Literature DB >> 9892033

Terfenadine and fexofenadine reduce in vitro ICAM-1 expression on human continuous cell lines.

F Paolieri1, M Battifora, A M Riccio, C Bertolini, M Cutolo, M Bloom, G Ciprandi, G W Canonica, M Bagnasco.   

Abstract

BACKGROUND: Epithelial cells and fibroblasts play an important role in allergic inflammation. Modulation of surface expression of adhesion molecules on epithelial cells by antiallergic drugs has been shown by both in vivo and in vitro studies.
OBJECTIVE: The aim of the study was to evaluate the effect exerted by terfenadine and fexofenadine on adhesion molecules expression (CD54/ICAM-1 and CD29) of a human continuously cultured conjunctival epithelial cell line (WK) and a fibroblast cell line (HEL).
METHODS: By means of flow cytometry analysis, we evaluated ICAM-1 and CD29 expression by WK and HEL epithelial cells in basal condition (at baseline) or after IFN gamma or TNF alpha stimulation in the presence or in the absence of terfenadine and fexofenadine. We also performed immunoenzymatic assays in order to evaluate soluble ICAM-1 released by WK cells and procollagen type I and III and IL6 released by HEL cells.
RESULTS: Terfenadine and fexofenadine significantly reduced ICAM-1 basal expression on WK cells at the concentration of 1 microg/mL and 50 microg/mL, respectively. In addition, both terfenadine and fexofenadine were able to decrease soluble ICAM-1 levels in IFN gamma-stimulated WK cells. On HEL fibroblasts, fexofenadine only was able to inhibit ICAM-1 upregulation induced by IFN gamma.

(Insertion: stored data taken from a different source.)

PR #235, opened 2024-06-17
Change the timeout for tests largeblocks reboot

gduperrey:


tests/storage/largeblock/test_largeblock_sr.py
```diff
@@ -58,7 +58,7 @@ def test_reboot(self, host, largeblock_sr, vm_on_largeblock_sr):
         sr = largeblock_sr
         vm = vm_on_largeblock_sr
         host.reboot(verify=True)
-        wait_for(sr.all_pbds_attached, "Wait for PBD attached")
+        wait_for(sr.all_pbds_attached, "Wait for PBD attached", timeout_secs=10 * 60)
```
stormi, line 61: Waiting for the reboot is done on line 60. If we really need to wait more than two minutes for the PBDs to be attached, there's something wrong somewhere.

PR #236, opened 2024-06-26
Add a test to check compatibility between mellanox drivers

gthvn1:
The mlx4 driver requires mlx_compat.ko from the mlx5 driver and the version differ. Someday compatibility may break. This test will detect it.

### DIFF
--- a/tests/packages/mlx/conftest.py
+++ b/tests/packages/mlx/conftest.py
@@ -1,0 +1,25 @@
+import pytest
+import logging
+
+# Explicitly import package-scoped fixtures (see explanation in pkgfixtures.py)
+from pkgfixtures import host_with_saved_yum_state
+
+@pytest.fixture(scope="package")
+def host_without_mlx_compat_loaded(host_with_saved_yum_state):
+    host = host_with_saved_yum_state
+
+    # We need to check if mlx_compat module is loaded. If it is already loaded,
+    # we need to unload it before starting the test and load it again when the test ends.
+    mlx_compat_loaded = host.ssh_with_result(['lsmod', '|', 'grep', 'mlx_compat']).returncode == 0
+    if mlx_compat_loaded:
+        logging.info("mlx_compat is loaded so unload it before testing")
+        host.ssh(['modprobe', '-r', '-v', 'mlx_compat'])
+    else:
+        logging.info("mlx_compat is not loaded")
+
+    yield host
+
+    # Reload the mlx_compat module if it was loaded when starting the test
+    if mlx_compat_loaded:
+        logging.info("test is done so reload mlx_compat")
+        host.ssh(['modprobe', '-v', 'mlx_compat'])
--- a/tests/packages/mlx/test_mellanox-modules-compat.py
+++ b/tests/packages/mlx/test_mellanox-modules-compat.py
@@ -1,0 +1,26 @@
+# Requirements:
+# From --hosts parameter:
+# - host(A1): any master host of a pool, with access to XCP-ng RPM repositories.
+
+MLX4_MODULE = 'mlx4_en'
+
+def load_unload_mlx_module(host):
+    host.ssh(['modprobe', '-v', MLX4_MODULE])
+    host.ssh(['modprobe', '-r', '-v', MLX4_MODULE])
+
+def test_install_mlx_modules_alt(host_without_mlx_compat_loaded):
+    host = host_without_mlx_compat_loaded
+
+    # Ensure the modules are unloaded
+    host.yum_remove(['mlx4-modules-alt', 'mellanox-mlnxen-alt'])
+
+    # Start by loading mlx4
+    host.yum_install(['mlx4-modules-alt'])
+    load_unload_mlx_module(host)
+
+    # Ensure that mlx_compat is still unloaded
+    assert host.ssh_with_result(['lsmod', '|', 'grep', 'mlx_compat']).returncode == 1
+
+    # Now load mellanox-mlnxen-alt
+    host.yum_install(['mellanox-mlnxen-alt'])
+    load_unload_mlx_module(host)


tests/packages/mlx/test_mellanox-modules-compat.py
```diff
@@ -0,0 +1,19 @@
+# Requirements:
+# From --hosts parameter:
+# - host(A1): any master host of a pool, with access to XCP-ng RPM repositories and reports.xcp-ng.org.
+import logging
+from pkgfixtures import host_with_saved_yum_state
```
stormi, line 5: Must be imported in `conftest.py` for the package (and it's better if the package contains an empty `__init__.py` file to indicate it is a package) for the workaround to work correctly, IIUC. (cc @ydirson)

tests/packages/mlx/test_mellanox-modules-compat.py
```diff
@@ -0,0 +1,19 @@
...
+
+def test_install_mlx_modules_alt(host_with_saved_yum_state):
+    host = host_with_saved_yum_state
+    logging.info(f"Installing mlx4-modules-alt alone")
+    host.yum_install(['mlx4-modules-alt'])
+    host.ssh(['modprobe', 'mlx4_ib'])
+    host.ssh(['rmmod', 'mlx4_ib'])
```
stormi, line 12: Why not use `modprobe -r` here?

Also, we should remove from memory modules that were pulled by mlx4_en, especially `mlx_compat.ko` which is the one that might become incompatible someday. Otherwise they will remain and cause the next execution of these tests to be inaccurate.

tests/packages/mlx/test_mellanox-modules-compat.py
```diff
@@ -0,0 +1,19 @@
...
+# From --hosts parameter:
+# - host(A1): any master host of a pool, with access to XCP-ng RPM repositories and reports.xcp-ng.org.
+import logging
+from pkgfixtures import host_with_saved_yum_state
+
+def test_install_mlx_modules_alt(host_with_saved_yum_state):
+    host = host_with_saved_yum_state
+    logging.info(f"Installing mlx4-modules-alt alone")
+    host.yum_install(['mlx4-modules-alt'])
+    host.ssh(['modprobe', 'mlx4_ib'])
```
stormi, line 11: `modprobe -v` may give us slightly better debug logs.

tests/packages/mlx/test_mellanox-modules-compat.py
```diff
@@ -0,0 +1,19 @@
+# Requirements:
+# From --hosts parameter:
+# - host(A1): any master host of a pool, with access to XCP-ng RPM repositories and reports.xcp-ng.org.
+import logging
+from pkgfixtures import host_with_saved_yum_state
+
+def test_install_mlx_modules_alt(host_with_saved_yum_state):
```
stormi, line 7: `host_with_saved_yum_state` will only restore the saved state after all tests of the package that need it have run. This means that it will not restore the state between your two tests. We don't have a fixture which does this at the test level, currently, but maybe we should. The problem is, our current implementation doesn't allow stacking saved yum states (and this sometimes allows us to detect weird overlaps of fixtures).

tests/packages/mlx/test_mellanox-modules-compat.py
stormi, line 11: It's `mlx4_en`. When in doubt due to incomplete specs, just ask :)

We're not sure `mlx4_ib` is of any use but we left it in the package as a build product.

```suggestion
    host.ssh(['modprobe', 'mlx4_ib'])
```

stormi (changes requested):

tests/packages/mlx/test_mellanox-modules-compat.py
stormi: Now that I think of it, nothing prevents us from restoring the yum state at the end of each test, but we must do so without discarding the saved state established by the `host_with_saved_yum_state` fixture before the first test.

stormi: Following this idea, in `lib/hosts.py`, 

```
def yum_restore_saved_state(self):
```

could become

```
def yum_restore_saved_state(self, discard_saved_state=True):
```

tests/packages/mlx/conftest.py
```diff
@@ -0,0 +1,14 @@
...
+def host_with_mlx4(host_with_saved_yum_state):
+    host = host_with_saved_yum_state
+    host.yum_install(['mlx4-modules-alt'])
+    yield
+
+@pytest.fixture(scope="package")
+def host_with_mlnxen(host_with_saved_yum_state):
+    host = host_with_saved_yum_state
+    host.yum_install(['mlx4-modules-alt', 'mellanox-mlnxen-alt'])
+    yield
```
gthvn1, line 14: host missing

tests/packages/mlx/test_mellanox-modules-compat.py
gthvn1: or I can also just uninstall the `mlx4-modules-alt` at the end of the first test...

gthvn1: I mean yum insall and yum remove within the test itself. So I save the state and within the test I install/remove what I need and at the end the state is restored...

tests/packages/mlx/test_mellanox-modules-compat.py
```diff
@@ -0,0 +1,27 @@
...
+
+from pkgfixtures import host_with_saved_yum_state
+
+MLX4_MODULE = 'mlx4_en'
+
+def load_unload_mlx_module(host):
+    logging.info("loading mlx module")
+    host.ssh(['modprobe -v', MLX4_MODULE])
+    logging.info("unloading mlx module")
+    host.ssh(['modprobe -r', MLX4_MODULE])
```
stormi, line 14: Let's be also verbose when we unload the module?
```suggestion
    host.ssh(['modprobe -rv', MLX4_MODULE])
```

tests/packages/mlx/test_mellanox-modules-compat.py
```diff
@@ -0,0 +1,27 @@
...
+
+def test_install_mlx_modules_alt(host_with_saved_yum_state):
+    host = host_with_saved_yum_state
+    # Ensure the modules are unloaded
+    host.yum_remove(['mlx4-modules-alt', 'mellanox-mlnxen-alt'])
+
+    # Start by loading mlx4
+    host.yum_install(['mlx4-modules-alt'])
+    load_unload_mlx_module(host)
```
stormi, line 23: This doesn't unload `mlx_compat.ko` to make space for the one provided by `mellanox-mlnxen-alt` in the next part of the text.

tests/packages/mlx/test_mellanox-modules-compat.py
ydirson: yes, `__init__.py` is necessary too, or the directory is not even a package and the workaround cannot help, as we saw recently

tests/packages/mlx/conftest.py
```diff
@@ -0,0 +1 @@
+from pkgfixtures import host_with_saved_yum_state
```
stormi, line 1: Because it's a workaround, we repeat this comment when we import such fixtures.

```suggestion
# Explicitly import package-scoped fixtures (see explanation in pkgfixtures.py)
from pkgfixtures import host_with_saved_yum_state
```

tests/packages/mlx/test_mellanox-modules-compat.py
gthvn1: modprobe -r remove also dependencies no? So it should remove `mlx4_en` and its dependencies...
Or are you saying that `mlx_compat.ko` is already installed and so not installed as a dependency? So it should be removed at the beginning of the test. I looked on my host and it is not loaded after running test. But I have not a clean host so I will test again using fresh install.

stormi: I think you're right. But, yes, `mlx_compat.ko` is already installed in the case of XCP-ng 8.3. Not loaded if there's no hardware that requires it, but installed it is.

gthvn1: Just tested on my system and I have:
```
[18:05 xcp-gtn-cirepo ~]# modprobe -v mlx4_en
insmod /lib/modules/4.19.0+1/kernel/net/core/devlink.ko
insmod /lib/modules/4.19.0+1/updates/mlx_compat.ko
insmod /lib/modules/4.19.0+1/override/mlx4_core.ko
insmod /lib/modules/4.19.0+1/override/mlx4_en.ko
```
```
[18:06 xcp-gtn-cirepo ~]# modprobe -rv mlx4_en
rmmod mlx4_en
rmmod mlx4_core
rmmod devlink
rmmod mlx_compat
```

gthvn1: Note that I have chosen at fist to load `mlx4_ib` because it loads all dependencies including `mlx4_en`.

gthvn1: And on my fresh install of xcp-ng 8.3 `mlx_compat`  was not loaded. But ok I can check and ensure that it is not loaded before testing. But does that mean that if it is already loaded before testing I need to load it when test ends. And the other way, if it was not loaded it should remains unloaded? or is it too much?

stormi: On hardware which uses the driver, we should not unload it, so I suggest you just add a fixture which checks that the module is not loaded and fails the test otherwise.

stormi: Or, since there's just one test, assert at the beginning of the test, without taking any measures to solve it directly. If this causes issues in the future, we can think of something more elaborate.

stormi: Let's also assert between the two parts of the test.

gthvn1: > On hardware which uses the driver, we should not unload it, so I suggest you just add a fixture which checks that the module is not loaded and fails the test otherwise.

but it is only use for testing so we know on which hardware we are running right? I will check if the module is not loaded and if it is we will fail. We will update the test in the future if needed as you suggest.

stormi: We know our current hardware, not future hardware, nor on what hardware someone could want to run the tests.

tests/packages/mlx/test_mellanox-modules-compat.py
```diff
@@ -0,0 +1,41 @@
...
+MLX4_MODULE = 'mlx4_en'
+
+def load_unload_mlx_module(host):
+    host.ssh(['modprobe -v', MLX4_MODULE])
+    host.ssh(['modprobe -rv', MLX4_MODULE])
+
+def test_install_mlx_modules_alt(host_with_saved_yum_state):
+    host = host_with_saved_yum_state
+
+    # We need to check if mlx_compat module is loaded. If it is already loaded,
```
gthvn1, line 15: I will move this part of testing mlx_compat in conftest.py

tests/packages/mlx/test_mellanox-modules-compat.py
gthvn1: I finally unload the mlx_compat module and reload it at the end if needed. But if you prefer to just failed if the module is loaded I can just assert that the module is not loaded. I tested both condition (module already loaded before the test and not loaded before the test). It looks ok.

stormi: Will this work if `mlx5_core` is loaded and depends on it to operate the network?

gthvn1: If `mlx5_core` is loaded the test will failed while trying to unload `mlx_compat`. So the test will fail and the network will continue to work. The command `modprobe -r mlx_compat` cannot succeed if the module is in use by another module (like mlx5_core).

stormi (approved):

Concerning the release of fibroblast products, we observed a dose-dependent decrease of spontaneous IL6 release only in the presence of fexofenadine.
CONCLUSION: This study shows that terfenadine and fexofenadine exert a biologic effect directly on epithelial cells and fibroblasts reducing ICAM-1 expression and partially reducing soluble ICAM-1 release.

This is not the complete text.